■ **Problem requirements**: Each line below from the one containing "PR #1639, opened 2026-07-23" through the one containing "profile is set to require TLSv1.3." should be output exactly as it stands, and no other line should appear.

Top of Supplied records

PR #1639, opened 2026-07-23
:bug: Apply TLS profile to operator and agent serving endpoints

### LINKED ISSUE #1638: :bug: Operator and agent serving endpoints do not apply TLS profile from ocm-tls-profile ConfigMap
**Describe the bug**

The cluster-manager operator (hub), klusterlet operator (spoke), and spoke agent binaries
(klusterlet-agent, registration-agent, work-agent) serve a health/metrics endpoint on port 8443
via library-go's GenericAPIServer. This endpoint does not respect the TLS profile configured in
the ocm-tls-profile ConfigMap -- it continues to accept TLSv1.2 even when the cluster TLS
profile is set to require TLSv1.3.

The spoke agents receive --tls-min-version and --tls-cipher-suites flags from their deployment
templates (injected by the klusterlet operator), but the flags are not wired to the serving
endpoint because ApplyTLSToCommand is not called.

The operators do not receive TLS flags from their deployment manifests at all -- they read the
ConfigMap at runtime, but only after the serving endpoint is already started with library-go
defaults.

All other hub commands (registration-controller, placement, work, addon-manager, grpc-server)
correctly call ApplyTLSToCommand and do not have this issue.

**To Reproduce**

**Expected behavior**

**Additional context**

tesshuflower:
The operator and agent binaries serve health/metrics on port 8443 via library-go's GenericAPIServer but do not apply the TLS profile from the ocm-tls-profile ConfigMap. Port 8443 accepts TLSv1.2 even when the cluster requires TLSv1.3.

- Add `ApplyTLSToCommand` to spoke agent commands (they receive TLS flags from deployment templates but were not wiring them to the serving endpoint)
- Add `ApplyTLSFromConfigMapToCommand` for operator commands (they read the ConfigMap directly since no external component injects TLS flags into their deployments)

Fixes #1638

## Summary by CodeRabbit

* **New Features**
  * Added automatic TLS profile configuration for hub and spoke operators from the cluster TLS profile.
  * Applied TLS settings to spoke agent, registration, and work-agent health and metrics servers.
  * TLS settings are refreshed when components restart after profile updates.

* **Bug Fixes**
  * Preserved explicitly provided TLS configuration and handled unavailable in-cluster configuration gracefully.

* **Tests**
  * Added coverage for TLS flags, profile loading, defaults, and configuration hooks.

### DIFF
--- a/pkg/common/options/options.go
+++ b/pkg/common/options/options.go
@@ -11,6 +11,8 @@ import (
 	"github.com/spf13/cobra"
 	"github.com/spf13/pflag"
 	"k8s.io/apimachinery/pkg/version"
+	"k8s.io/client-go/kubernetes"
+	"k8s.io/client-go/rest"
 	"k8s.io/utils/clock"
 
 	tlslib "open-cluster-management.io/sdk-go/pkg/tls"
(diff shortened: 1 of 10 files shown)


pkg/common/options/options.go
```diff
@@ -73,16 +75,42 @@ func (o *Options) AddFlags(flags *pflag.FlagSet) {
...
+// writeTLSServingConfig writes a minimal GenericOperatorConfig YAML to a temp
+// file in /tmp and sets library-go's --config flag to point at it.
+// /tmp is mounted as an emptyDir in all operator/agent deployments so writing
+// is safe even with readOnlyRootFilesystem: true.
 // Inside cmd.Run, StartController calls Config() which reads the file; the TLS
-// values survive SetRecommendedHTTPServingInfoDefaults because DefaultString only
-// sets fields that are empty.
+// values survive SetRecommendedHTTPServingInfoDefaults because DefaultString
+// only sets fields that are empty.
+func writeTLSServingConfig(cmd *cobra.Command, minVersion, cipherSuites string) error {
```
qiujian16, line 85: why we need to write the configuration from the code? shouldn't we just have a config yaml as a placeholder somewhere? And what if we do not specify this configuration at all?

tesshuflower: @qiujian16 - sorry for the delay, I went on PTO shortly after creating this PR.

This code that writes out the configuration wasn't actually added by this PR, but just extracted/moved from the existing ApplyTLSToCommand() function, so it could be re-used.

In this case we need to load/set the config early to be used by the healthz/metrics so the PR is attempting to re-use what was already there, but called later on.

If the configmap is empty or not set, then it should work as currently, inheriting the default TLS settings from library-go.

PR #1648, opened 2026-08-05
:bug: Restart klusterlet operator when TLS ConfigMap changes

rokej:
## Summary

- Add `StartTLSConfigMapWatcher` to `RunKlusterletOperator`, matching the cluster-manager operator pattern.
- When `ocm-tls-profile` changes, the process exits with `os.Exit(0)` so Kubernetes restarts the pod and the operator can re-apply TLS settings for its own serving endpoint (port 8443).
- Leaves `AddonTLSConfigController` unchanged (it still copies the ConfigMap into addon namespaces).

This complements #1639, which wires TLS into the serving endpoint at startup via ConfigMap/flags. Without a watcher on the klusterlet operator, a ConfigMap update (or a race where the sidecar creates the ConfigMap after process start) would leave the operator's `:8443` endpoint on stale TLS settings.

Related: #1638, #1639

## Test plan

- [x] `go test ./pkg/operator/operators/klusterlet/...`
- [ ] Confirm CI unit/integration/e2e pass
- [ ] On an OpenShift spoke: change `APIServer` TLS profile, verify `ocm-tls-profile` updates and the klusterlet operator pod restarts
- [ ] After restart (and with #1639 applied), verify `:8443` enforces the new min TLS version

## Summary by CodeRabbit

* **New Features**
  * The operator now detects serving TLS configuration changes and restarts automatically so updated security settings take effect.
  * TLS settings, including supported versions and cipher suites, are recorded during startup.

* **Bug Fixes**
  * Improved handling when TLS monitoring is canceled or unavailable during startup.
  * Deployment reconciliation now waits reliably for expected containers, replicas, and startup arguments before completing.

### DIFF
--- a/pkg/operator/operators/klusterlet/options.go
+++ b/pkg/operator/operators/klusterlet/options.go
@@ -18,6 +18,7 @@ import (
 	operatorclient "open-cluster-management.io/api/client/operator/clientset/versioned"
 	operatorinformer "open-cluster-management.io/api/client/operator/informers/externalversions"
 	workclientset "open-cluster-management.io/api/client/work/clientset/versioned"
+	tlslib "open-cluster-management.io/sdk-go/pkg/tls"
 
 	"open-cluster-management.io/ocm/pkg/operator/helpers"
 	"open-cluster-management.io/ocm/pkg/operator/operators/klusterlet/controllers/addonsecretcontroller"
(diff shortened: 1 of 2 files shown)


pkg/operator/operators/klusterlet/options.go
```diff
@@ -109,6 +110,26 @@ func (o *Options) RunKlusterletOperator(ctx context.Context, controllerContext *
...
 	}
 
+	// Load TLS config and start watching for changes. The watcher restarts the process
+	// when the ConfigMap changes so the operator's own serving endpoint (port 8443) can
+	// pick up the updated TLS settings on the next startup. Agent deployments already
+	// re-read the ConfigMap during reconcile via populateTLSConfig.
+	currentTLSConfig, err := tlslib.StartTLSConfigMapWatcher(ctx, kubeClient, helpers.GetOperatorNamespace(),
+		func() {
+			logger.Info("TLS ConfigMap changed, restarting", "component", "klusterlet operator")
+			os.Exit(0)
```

Bottom of Supplied records
Top of Supplied records

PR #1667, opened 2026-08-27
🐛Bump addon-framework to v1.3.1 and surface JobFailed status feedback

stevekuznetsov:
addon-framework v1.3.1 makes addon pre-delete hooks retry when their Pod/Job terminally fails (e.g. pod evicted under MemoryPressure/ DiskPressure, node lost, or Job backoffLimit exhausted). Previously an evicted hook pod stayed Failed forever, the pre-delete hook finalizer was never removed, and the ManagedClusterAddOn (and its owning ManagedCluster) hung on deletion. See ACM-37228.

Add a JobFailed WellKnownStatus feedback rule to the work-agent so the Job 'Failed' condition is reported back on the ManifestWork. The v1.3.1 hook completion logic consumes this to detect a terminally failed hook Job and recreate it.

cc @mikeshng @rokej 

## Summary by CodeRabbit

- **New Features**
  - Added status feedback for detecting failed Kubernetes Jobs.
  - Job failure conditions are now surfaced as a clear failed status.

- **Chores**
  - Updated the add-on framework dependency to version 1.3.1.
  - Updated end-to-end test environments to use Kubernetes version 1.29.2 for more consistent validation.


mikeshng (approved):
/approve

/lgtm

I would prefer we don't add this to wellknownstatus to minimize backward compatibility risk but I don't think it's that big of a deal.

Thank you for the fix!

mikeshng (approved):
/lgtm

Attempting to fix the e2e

Bottom of Supplied records
Top of Supplied records

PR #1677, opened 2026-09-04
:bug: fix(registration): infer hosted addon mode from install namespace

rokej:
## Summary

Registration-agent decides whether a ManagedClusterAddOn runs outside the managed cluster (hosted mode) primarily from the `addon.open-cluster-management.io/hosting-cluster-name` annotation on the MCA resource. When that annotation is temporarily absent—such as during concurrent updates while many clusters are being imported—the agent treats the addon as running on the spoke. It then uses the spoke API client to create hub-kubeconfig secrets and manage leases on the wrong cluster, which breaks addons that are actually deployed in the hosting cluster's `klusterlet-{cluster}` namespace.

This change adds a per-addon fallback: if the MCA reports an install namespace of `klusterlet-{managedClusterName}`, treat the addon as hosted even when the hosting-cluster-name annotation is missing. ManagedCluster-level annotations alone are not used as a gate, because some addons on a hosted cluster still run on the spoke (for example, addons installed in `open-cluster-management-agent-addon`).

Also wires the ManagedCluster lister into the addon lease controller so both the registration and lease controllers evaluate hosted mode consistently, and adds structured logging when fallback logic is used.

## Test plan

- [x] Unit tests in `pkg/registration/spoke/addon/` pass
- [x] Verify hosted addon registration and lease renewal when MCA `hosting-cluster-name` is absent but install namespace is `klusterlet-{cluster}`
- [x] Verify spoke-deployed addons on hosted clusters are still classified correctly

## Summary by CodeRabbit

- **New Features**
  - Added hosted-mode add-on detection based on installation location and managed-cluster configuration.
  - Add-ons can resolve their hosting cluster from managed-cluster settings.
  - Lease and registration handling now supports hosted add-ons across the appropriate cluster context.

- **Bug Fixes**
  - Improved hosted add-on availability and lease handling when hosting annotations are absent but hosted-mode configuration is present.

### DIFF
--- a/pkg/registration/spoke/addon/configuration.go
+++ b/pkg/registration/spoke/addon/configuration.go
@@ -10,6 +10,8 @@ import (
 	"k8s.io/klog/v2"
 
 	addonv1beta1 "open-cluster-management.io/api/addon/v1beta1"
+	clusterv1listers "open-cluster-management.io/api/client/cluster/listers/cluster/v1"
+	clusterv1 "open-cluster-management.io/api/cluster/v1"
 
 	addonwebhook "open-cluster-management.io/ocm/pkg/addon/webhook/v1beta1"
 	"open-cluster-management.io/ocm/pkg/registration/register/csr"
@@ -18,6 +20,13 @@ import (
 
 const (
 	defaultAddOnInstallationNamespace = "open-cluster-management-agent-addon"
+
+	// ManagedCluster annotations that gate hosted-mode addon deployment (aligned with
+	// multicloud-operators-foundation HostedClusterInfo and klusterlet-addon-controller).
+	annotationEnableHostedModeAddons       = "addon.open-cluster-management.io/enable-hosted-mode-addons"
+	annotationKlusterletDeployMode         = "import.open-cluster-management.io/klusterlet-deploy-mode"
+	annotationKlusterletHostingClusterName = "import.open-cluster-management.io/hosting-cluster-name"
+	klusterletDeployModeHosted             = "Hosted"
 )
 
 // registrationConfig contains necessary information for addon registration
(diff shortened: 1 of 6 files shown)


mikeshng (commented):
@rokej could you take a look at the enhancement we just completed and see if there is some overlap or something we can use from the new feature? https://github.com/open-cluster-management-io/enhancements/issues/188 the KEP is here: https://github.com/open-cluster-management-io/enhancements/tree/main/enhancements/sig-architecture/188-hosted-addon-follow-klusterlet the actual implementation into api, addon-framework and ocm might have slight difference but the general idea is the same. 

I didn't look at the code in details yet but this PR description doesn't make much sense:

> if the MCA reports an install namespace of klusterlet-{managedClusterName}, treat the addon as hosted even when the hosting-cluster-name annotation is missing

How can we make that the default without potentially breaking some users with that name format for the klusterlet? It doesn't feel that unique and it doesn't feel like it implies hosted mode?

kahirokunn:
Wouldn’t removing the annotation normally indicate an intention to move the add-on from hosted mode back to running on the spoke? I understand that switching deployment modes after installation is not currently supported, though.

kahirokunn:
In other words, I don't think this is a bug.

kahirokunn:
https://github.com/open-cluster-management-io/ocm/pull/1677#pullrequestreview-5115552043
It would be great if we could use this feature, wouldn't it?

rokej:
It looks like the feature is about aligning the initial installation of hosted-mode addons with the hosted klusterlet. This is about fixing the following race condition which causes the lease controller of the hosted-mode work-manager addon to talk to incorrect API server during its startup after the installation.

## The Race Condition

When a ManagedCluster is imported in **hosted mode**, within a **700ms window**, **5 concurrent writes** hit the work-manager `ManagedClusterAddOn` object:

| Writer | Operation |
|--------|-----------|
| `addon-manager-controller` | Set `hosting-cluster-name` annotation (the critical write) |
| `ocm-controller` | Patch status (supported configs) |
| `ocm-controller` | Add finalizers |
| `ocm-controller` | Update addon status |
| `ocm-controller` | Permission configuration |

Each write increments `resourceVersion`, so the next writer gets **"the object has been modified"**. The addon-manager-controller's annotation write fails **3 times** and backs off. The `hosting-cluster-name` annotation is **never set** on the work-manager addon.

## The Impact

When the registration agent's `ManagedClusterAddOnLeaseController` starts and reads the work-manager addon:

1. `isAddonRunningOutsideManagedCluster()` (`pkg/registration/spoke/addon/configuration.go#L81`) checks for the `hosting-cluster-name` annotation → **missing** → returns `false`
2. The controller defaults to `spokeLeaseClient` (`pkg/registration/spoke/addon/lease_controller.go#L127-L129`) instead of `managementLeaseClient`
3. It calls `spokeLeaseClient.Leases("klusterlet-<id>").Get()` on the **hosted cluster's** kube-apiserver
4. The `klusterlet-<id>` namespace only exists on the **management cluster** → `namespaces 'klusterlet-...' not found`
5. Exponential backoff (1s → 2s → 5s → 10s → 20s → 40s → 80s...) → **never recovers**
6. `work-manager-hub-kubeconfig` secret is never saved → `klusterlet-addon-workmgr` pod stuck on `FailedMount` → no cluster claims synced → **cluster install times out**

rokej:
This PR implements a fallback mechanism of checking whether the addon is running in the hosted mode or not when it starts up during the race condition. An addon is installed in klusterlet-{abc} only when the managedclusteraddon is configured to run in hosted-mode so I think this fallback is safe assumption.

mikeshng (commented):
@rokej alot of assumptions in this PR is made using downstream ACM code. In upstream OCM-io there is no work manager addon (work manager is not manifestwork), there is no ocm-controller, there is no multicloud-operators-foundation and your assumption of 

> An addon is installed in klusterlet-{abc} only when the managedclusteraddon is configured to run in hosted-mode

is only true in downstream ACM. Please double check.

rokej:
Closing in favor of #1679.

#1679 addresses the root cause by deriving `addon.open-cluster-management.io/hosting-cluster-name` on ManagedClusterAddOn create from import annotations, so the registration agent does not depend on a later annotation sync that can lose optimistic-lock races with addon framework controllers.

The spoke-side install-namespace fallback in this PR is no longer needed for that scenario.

Bottom of Supplied records

■ **Result of the task**:
PR #1639, opened 2026-07-23
:bug: Apply TLS profile to operator and agent serving endpoints

### LINKED ISSUE #1638: :bug: Operator and agent serving endpoints do not apply TLS profile from ocm-tls-profile ConfigMap
**Describe the bug**

The cluster-manager operator (hub), klusterlet operator (spoke), and spoke agent binaries
(klusterlet-agent, registration-agent, work-agent) serve a health/metrics endpoint on port 8443
via library-go's GenericAPIServer. This endpoint does not respect the TLS profile configured in
the ocm-tls-profile ConfigMap -- it continues to accept TLSv1.2 even when the cluster TLS
profile is set to require TLSv1.3.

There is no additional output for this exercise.